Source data
┌────────

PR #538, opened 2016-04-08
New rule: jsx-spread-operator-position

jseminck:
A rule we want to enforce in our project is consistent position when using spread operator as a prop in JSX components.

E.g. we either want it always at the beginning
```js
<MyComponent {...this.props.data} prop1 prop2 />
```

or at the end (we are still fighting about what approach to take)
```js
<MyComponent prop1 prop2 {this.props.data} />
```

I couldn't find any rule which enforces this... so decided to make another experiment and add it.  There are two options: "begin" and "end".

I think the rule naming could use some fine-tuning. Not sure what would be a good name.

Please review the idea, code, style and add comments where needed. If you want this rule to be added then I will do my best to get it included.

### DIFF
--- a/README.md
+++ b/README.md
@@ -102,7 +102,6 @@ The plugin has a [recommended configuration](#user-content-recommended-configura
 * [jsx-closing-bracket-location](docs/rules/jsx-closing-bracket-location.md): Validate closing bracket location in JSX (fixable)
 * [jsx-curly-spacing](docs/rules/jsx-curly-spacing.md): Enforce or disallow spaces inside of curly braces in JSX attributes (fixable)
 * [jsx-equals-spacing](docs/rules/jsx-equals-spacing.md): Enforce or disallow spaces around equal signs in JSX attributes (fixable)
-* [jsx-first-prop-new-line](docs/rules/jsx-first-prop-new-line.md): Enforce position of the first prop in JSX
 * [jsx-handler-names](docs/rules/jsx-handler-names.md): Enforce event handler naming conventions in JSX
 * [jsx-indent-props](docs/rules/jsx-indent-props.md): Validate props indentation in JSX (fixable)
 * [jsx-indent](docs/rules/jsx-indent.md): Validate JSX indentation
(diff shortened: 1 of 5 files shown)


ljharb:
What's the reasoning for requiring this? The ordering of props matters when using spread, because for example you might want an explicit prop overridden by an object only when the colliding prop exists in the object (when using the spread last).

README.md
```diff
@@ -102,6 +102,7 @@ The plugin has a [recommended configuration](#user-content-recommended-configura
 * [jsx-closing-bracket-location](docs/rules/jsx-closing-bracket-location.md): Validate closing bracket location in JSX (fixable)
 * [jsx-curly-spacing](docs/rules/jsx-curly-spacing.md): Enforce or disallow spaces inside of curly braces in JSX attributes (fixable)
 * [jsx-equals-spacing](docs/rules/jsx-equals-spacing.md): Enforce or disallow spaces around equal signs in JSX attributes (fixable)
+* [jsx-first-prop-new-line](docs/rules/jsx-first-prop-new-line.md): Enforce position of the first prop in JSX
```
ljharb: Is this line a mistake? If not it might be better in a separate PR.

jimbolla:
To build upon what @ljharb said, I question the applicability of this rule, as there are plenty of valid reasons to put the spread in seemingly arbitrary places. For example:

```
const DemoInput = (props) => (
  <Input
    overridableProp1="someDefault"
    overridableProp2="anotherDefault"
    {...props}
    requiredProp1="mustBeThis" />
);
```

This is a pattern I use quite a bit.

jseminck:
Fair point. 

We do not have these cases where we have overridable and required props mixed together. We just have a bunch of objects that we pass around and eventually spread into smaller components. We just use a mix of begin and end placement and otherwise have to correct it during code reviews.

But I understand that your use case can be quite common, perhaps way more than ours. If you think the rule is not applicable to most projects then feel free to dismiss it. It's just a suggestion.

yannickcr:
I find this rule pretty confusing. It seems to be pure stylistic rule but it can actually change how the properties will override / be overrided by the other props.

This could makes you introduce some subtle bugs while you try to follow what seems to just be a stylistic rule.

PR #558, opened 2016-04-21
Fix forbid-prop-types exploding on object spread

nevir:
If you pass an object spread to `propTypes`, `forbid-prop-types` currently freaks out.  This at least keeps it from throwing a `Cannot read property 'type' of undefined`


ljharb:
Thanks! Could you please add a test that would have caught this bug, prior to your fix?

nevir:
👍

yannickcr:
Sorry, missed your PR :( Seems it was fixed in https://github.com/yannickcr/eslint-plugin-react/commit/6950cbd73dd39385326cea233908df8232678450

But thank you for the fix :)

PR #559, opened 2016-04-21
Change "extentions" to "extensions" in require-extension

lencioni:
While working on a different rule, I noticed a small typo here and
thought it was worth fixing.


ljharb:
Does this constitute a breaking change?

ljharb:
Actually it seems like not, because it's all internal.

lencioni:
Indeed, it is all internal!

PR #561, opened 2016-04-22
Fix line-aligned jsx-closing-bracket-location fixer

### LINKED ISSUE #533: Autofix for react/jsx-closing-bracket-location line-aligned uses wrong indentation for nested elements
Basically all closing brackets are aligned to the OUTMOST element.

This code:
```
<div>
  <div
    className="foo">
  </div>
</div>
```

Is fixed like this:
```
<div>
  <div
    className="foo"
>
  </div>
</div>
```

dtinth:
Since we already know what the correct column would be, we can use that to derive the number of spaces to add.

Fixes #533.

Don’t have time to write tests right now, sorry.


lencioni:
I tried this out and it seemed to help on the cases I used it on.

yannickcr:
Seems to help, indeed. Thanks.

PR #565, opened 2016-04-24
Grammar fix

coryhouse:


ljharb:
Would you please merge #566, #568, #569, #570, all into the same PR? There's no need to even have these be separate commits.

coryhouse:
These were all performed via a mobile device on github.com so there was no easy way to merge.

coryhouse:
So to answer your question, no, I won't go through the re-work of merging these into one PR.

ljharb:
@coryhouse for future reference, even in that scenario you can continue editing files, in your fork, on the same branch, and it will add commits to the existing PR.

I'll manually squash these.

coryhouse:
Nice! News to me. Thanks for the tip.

└────────
┌────────

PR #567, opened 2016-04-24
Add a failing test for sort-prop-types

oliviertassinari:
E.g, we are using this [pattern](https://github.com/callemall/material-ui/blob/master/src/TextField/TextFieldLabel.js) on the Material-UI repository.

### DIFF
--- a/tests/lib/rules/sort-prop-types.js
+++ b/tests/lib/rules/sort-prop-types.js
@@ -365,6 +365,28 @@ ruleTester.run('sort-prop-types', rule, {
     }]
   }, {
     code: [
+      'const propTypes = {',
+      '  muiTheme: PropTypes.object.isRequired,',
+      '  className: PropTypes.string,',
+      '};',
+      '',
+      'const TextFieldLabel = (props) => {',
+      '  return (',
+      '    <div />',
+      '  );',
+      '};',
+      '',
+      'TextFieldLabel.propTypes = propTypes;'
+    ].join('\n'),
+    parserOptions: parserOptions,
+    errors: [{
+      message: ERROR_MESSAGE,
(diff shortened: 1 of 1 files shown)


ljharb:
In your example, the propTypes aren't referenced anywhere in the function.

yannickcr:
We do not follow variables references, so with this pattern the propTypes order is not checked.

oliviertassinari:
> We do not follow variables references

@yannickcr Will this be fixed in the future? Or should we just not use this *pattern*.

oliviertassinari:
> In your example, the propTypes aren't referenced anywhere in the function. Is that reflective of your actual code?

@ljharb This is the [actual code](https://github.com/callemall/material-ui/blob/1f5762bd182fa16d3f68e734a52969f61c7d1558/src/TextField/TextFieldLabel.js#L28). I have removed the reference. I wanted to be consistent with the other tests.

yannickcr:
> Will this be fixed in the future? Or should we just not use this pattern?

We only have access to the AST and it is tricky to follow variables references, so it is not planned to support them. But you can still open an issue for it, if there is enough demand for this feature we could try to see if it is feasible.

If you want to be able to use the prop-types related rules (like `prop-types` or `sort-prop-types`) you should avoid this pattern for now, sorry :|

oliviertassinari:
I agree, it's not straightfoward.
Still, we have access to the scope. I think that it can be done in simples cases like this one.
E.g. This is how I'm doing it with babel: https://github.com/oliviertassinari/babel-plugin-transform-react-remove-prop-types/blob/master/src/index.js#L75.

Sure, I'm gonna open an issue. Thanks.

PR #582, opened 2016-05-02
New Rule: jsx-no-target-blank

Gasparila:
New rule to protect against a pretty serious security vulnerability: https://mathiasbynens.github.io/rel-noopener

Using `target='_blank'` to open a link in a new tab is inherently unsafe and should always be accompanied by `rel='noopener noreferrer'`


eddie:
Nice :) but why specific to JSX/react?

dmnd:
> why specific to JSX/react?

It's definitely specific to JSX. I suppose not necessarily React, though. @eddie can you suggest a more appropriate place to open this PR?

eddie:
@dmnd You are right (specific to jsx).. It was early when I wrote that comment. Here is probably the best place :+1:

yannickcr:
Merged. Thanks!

└────────

▶ Exercise: Whenever the string "just" turns up in a line of the data, copy that line.

▶ Response:
We do not have these cases where we have overridable and required props mixed together. We just have a bunch of objects that we pass around and eventually spread into smaller components. We just use a mix of begin and end placement and otherwise have to correct it during code reviews.
But I understand that your use case can be quite common, perhaps way more than ours. If you think the rule is not applicable to most projects then feel free to dismiss it. It's just a suggestion.
This could makes you introduce some subtle bugs while you try to follow what seems to just be a stylistic rule.
@yannickcr Will this be fixed in the future? Or should we just not use this *pattern*.
> Will this be fixed in the future? Or should we just not use this pattern?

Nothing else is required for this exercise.